Keith J. Cross, N. Laila Huq, Joseph E. Palamara, John W. Perich, and Eric C. Reynolds

From the Centre for Oral Health Science, School of Dental Science, The University of Melbourne, Melbourne, Victoria 3010, Australia

Milk caseins stabilize calcium and phosphate ions and make them available to the neonate. Tryptic digestion of the caseins yields phosphopeptides from their polar N-terminal regions that contain clusters of phosphorylated seryl residues. These phosphoseryl clusters have been hypothesized to be responsible for the interaction between the caseins and calcium phosphate that lead to the formation of casein micelles. The casein phosphopeptides stabilize calcium and phosphate ions through the formation of complexes. The calcium phosphate in these complexes is biologically available for intestinal absorption and remineralization of subsurface lesions in tooth enamel. We have studied the structure of the complexes formed by the casein phosphopeptides with calcium phosphate using a range of physicochemical techniques including x-ray powder diffraction, scanning electron microscopy, transmission electron microscopy, and equilibrium binding analyses. The amorphous nature of the calcium phosphate phase was confirmed by two independent methods: x-ray powder diffraction and selected area diffraction. In solution, the ion activity product of a basic amorphous calcium phosphate phase was the only ion product that was a function of bound phosphate independent of pH, consistent with basic amorphous calcium phosphate being the phase stabilized by the casein phosphopeptides. Detailed investigations of calcium and calcium phosphate binding using a library of synthetic homologues and analogues of the casein phosphopeptides have revealed that although the fully phosphorylated seryl-cluster motif is pivotal for the interaction with calcium and phosphate, other factors are also important. In particular, calcium binding and calcium phosphate stabilization by the peptides was influenced by peptide net charge, length, and sequence.

Received for publication, December 1, 2004 , and in revised form, January 14, 2005.

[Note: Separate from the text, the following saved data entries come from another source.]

PR #2542, opened 2017-10-03
Update command in contexts.md docs.

faizmokhtar:
The `user.ex` file created from the previous Ecto guide is inside `lib/hello/account/` folder instead of `lib/hello/`.

This PR change it to delete the `accounts` directory instead.


chrismccord:
We've since updated the Ecto guide to not use the accounts dir so this is no longer needed. Thanks!

faizmokhtar:
Alright. noted 👌

Issue #2469, opened 2017-08-31
Deprecate passing a view in render/3 and render/4 in favor of put_view


josevalim:

michalmuskala:
It should also document using `plug :put_view, View` to change the implicit view used in the whole controller - it's very useful but I don't think it's very popular. I only realised you could do that after reading through the code for how phoenix sets the default view when you `use Phoenix.Controller`.

PhillippOhlandt:
Yeah, the automatic view selection confused the hell out of me when I started using Phoenix. I just accepted that it works how it works now.

jeregrine:
Whomever takes this on should also update the guides, should be a fairly easy find and replace for render. The trickier part will be explaining the new put_view, and removing reference to passing a View to render.

evuez:
I'd love to tackle this one, is it OK if I do a PR with a work in progress? Cause I think it's gonna take me some time given the number of places these functions are referenced.

josevalim:
@evuez yes, please go ahead. :)

stevedomin:
Just curious, what was the reasoning behind this? No strong feeling either way but I'm trying to understand why it was deprecated.

josevalim:
@stevedomin I think our clauses were laid out in a way where you could pass a template where a view was expected or vice-versa because we were matching on the type and that can be a security issue if people are not careful. I mean, people would have to already be doing something wrong, but better to be safer and keep the API simple.

stevedomin:
Makes a lot of sense. Thanks @josevalim

PR #2544, opened 2017-10-04
Deprecate render/3 and render/4 in favor of put_view/2

evuez:
Encourage the use of `put_view/2` and `plug :put_view, View` instead.

See #2469.

### DIFF
--- a/guides/docs/controllers.md
+++ b/guides/docs/controllers.md
@@ -452,7 +452,8 @@ The correct way to render the 404 page from `HelloWeb.PageController` is:
 def index(conn, _params) do
   conn
   |> put_status(:not_found)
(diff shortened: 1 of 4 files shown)


guides/docs/controllers.md
```diff
@@ -452,7 +452,8 @@ The correct way to render the 404 page from `HelloWeb.PageController` is:
 def index(conn, _params) do
   conn
   |> put_status(:not_found)
-  |> render(HelloWeb.ErrorView, "404.html")
+  |> put_view(HelloWeb.ErrorView)
```
evuez: Should we add a "Setting the view" section to introduce `put_view` and `plug :put_view, View` before using it?

chrismccord:
❤️❤️❤️🐥🔥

^* This work was supported by National Health and Medical Research Council Grant IO 209042 and by the Dairy Research and Development Corporation. The costs of publication of this article were defrayed in part by the payment of page charges. This article must therefore be hereby marked "advertisement" in accordance with 18 U.S.C. Section 1734 solely to indicate this fact.

To whom correspondence should be addressed: Centre for Oral Health Science, School of Dental Science, The University of Melbourne, Victoria 3010, Australia. Tel.: 61-3-9341-0270; Fax: 61-3-9341-0236; E-mail: e.reynolds{at}unimelb.edu.au.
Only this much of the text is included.